## Problem description
Your answer should restate each line of the data below word for word.

## Record set
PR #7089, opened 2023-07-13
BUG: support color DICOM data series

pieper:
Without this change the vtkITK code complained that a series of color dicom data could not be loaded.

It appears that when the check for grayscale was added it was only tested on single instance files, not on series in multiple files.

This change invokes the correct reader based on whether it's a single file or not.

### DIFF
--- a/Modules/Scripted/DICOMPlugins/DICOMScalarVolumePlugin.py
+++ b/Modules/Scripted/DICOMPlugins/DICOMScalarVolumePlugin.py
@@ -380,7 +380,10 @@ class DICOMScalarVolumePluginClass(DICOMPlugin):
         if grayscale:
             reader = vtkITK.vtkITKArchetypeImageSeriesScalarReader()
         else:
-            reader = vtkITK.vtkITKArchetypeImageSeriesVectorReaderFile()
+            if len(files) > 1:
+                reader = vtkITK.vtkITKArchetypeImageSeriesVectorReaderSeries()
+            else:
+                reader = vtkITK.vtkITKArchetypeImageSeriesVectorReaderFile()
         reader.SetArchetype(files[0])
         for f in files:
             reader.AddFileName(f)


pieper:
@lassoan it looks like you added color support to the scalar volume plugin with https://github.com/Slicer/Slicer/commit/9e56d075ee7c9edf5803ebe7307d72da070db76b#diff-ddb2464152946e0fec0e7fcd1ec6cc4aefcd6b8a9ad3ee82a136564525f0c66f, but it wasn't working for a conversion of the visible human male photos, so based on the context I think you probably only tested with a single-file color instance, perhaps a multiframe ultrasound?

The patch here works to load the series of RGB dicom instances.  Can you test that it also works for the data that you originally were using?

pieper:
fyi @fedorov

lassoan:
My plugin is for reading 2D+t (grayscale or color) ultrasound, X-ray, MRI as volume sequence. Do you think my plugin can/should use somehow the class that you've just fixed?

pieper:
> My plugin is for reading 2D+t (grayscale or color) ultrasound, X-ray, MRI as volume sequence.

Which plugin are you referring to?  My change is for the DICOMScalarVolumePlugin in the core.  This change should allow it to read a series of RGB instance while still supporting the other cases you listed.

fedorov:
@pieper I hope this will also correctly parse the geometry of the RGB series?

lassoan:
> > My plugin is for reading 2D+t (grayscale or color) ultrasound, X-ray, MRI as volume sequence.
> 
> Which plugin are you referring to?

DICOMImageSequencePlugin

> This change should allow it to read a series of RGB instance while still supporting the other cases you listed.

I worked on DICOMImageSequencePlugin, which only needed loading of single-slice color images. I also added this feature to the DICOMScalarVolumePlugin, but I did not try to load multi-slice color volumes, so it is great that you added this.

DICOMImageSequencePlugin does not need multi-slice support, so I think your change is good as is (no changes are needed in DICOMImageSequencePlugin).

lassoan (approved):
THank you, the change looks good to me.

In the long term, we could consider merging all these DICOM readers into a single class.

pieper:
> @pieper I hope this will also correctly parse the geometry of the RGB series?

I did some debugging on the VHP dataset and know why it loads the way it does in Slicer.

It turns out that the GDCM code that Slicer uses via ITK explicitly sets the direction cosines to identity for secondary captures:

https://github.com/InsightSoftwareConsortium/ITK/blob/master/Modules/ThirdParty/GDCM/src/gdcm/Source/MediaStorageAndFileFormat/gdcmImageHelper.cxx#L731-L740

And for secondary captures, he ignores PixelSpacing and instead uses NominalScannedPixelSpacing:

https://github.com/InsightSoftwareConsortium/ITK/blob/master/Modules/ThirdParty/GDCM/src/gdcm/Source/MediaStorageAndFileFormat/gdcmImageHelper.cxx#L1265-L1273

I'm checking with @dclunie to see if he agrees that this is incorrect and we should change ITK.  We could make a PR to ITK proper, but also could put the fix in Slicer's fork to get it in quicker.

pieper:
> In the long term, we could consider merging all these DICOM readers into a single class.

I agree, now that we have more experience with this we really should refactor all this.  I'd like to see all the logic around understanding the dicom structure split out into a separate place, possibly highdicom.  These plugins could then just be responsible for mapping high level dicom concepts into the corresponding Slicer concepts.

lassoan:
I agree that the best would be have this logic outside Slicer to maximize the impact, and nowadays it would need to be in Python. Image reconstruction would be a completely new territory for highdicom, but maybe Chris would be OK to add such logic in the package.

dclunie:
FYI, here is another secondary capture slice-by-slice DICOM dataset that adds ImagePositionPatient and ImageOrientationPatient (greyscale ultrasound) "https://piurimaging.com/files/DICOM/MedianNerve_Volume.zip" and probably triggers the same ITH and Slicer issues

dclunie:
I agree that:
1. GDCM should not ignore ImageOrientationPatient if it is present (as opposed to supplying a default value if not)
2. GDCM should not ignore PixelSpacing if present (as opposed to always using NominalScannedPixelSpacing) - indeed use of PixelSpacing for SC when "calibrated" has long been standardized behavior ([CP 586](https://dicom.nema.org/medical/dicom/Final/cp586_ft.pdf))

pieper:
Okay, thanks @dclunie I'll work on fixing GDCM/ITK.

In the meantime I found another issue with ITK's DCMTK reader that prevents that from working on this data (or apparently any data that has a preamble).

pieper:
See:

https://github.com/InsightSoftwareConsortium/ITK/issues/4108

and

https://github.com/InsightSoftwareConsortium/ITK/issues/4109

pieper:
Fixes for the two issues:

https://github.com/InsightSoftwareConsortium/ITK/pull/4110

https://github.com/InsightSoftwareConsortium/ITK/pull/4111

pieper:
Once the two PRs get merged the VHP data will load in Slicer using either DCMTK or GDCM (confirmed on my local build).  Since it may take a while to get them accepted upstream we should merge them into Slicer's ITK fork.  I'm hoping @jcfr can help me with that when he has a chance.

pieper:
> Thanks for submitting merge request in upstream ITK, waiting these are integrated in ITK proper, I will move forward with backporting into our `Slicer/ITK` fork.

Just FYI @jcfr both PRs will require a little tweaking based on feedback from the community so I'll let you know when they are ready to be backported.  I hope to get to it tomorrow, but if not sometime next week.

## Solution to the problem
PR #7089, opened 2023-07-13
BUG: support color DICOM data series

pieper:
Without this change the vtkITK code complained that a series of color dicom data could not be loaded.

It appears that when the check for grayscale was added it was only tested on single instance files, not on series in multiple files.

This change invokes the correct reader based on whether it's a single file or not.

### DIFF
--- a/Modules/Scripted/DICOMPlugins/DICOMScalarVolumePlugin.py
+++ b/Modules/Scripted/DICOMPlugins/DICOMScalarVolumePlugin.py
@@ -380,7 +380,10 @@ class DICOMScalarVolumePluginClass(DICOMPlugin):
         if grayscale:
             reader = vtkITK.vtkITKArchetypeImageSeriesScalarReader()
         else:
-            reader = vtkITK.vtkITKArchetypeImageSeriesVectorReaderFile()
+            if len(files) > 1:
+                reader = vtkITK.vtkITKArchetypeImageSeriesVectorReaderSeries()
+            else:
+                reader = vtkITK.vtkITKArchetypeImageSeriesVectorReaderFile()
         reader.SetArchetype(files[0])
         for f in files:
             reader.AddFileName(f)


pieper:
@lassoan it looks like you added color support to the scalar volume plugin with https://github.com/Slicer/Slicer/commit/9e56d075ee7c9edf5803ebe7307d72da070db76b#diff-ddb2464152946e0fec0e7fcd1ec6cc4aefcd6b8a9ad3ee82a136564525f0c66f, but it wasn't working for a conversion of the visible human male photos, so based on the context I think you probably only tested with a single-file color instance, perhaps a multiframe ultrasound?

The patch here works to load the series of RGB dicom instances.  Can you test that it also works for the data that you originally were using?

pieper:
fyi @fedorov

lassoan:
My plugin is for reading 2D+t (grayscale or color) ultrasound, X-ray, MRI as volume sequence. Do you think my plugin can/should use somehow the class that you've just fixed?

pieper:
> My plugin is for reading 2D+t (grayscale or color) ultrasound, X-ray, MRI as volume sequence.

Which plugin are you referring to?  My change is for the DICOMScalarVolumePlugin in the core.  This change should allow it to read a series of RGB instance while still supporting the other cases you listed.

fedorov:
@pieper I hope this will also correctly parse the geometry of the RGB series?

lassoan:
> > My plugin is for reading 2D+t (grayscale or color) ultrasound, X-ray, MRI as volume sequence.
> 
> Which plugin are you referring to?

DICOMImageSequencePlugin

> This change should allow it to read a series of RGB instance while still supporting the other cases you listed.

I worked on DICOMImageSequencePlugin, which only needed loading of single-slice color images. I also added this feature to the DICOMScalarVolumePlugin, but I did not try to load multi-slice color volumes, so it is great that you added this.

DICOMImageSequencePlugin does not need multi-slice support, so I think your change is good as is (no changes are needed in DICOMImageSequencePlugin).

lassoan (approved):
THank you, the change looks good to me.

In the long term, we could consider merging all these DICOM readers into a single class.

pieper:
> @pieper I hope this will also correctly parse the geometry of the RGB series?

I did some debugging on the VHP dataset and know why it loads the way it does in Slicer.

It turns out that the GDCM code that Slicer uses via ITK explicitly sets the direction cosines to identity for secondary captures:

https://github.com/InsightSoftwareConsortium/ITK/blob/master/Modules/ThirdParty/GDCM/src/gdcm/Source/MediaStorageAndFileFormat/gdcmImageHelper.cxx#L731-L740

And for secondary captures, he ignores PixelSpacing and instead uses NominalScannedPixelSpacing:

https://github.com/InsightSoftwareConsortium/ITK/blob/master/Modules/ThirdParty/GDCM/src/gdcm/Source/MediaStorageAndFileFormat/gdcmImageHelper.cxx#L1265-L1273

I'm checking with @dclunie to see if he agrees that this is incorrect and we should change ITK.  We could make a PR to ITK proper, but also could put the fix in Slicer's fork to get it in quicker.

pieper:
> In the long term, we could consider merging all these DICOM readers into a single class.

I agree, now that we have more experience with this we really should refactor all this.  I'd like to see all the logic around understanding the dicom structure split out into a separate place, possibly highdicom.  These plugins could then just be responsible for mapping high level dicom concepts into the corresponding Slicer concepts.

lassoan:
I agree that the best would be have this logic outside Slicer to maximize the impact, and nowadays it would need to be in Python. Image reconstruction would be a completely new territory for highdicom, but maybe Chris would be OK to add such logic in the package.

dclunie:
FYI, here is another secondary capture slice-by-slice DICOM dataset that adds ImagePositionPatient and ImageOrientationPatient (greyscale ultrasound) "https://piurimaging.com/files/DICOM/MedianNerve_Volume.zip" and probably triggers the same ITH and Slicer issues

dclunie:
I agree that:
1. GDCM should not ignore ImageOrientationPatient if it is present (as opposed to supplying a default value if not)
2. GDCM should not ignore PixelSpacing if present (as opposed to always using NominalScannedPixelSpacing) - indeed use of PixelSpacing for SC when "calibrated" has long been standardized behavior ([CP 586](https://dicom.nema.org/medical/dicom/Final/cp586_ft.pdf))

pieper:
Okay, thanks @dclunie I'll work on fixing GDCM/ITK.

In the meantime I found another issue with ITK's DCMTK reader that prevents that from working on this data (or apparently any data that has a preamble).

pieper:
See:

https://github.com/InsightSoftwareConsortium/ITK/issues/4108

and

https://github.com/InsightSoftwareConsortium/ITK/issues/4109

pieper:
Fixes for the two issues:

https://github.com/InsightSoftwareConsortium/ITK/pull/4110

https://github.com/InsightSoftwareConsortium/ITK/pull/4111

pieper:
Once the two PRs get merged the VHP data will load in Slicer using either DCMTK or GDCM (confirmed on my local build).  Since it may take a while to get them accepted upstream we should merge them into Slicer's ITK fork.  I'm hoping @jcfr can help me with that when he has a chance.

pieper:
> Thanks for submitting merge request in upstream ITK, waiting these are integrated in ITK proper, I will move forward with backporting into our `Slicer/ITK` fork.

Just FYI @jcfr both PRs will require a little tweaking based on feedback from the community so I'll let you know when they are ready to be backported.  I hope to get to it tomorrow, but if not sometime next week.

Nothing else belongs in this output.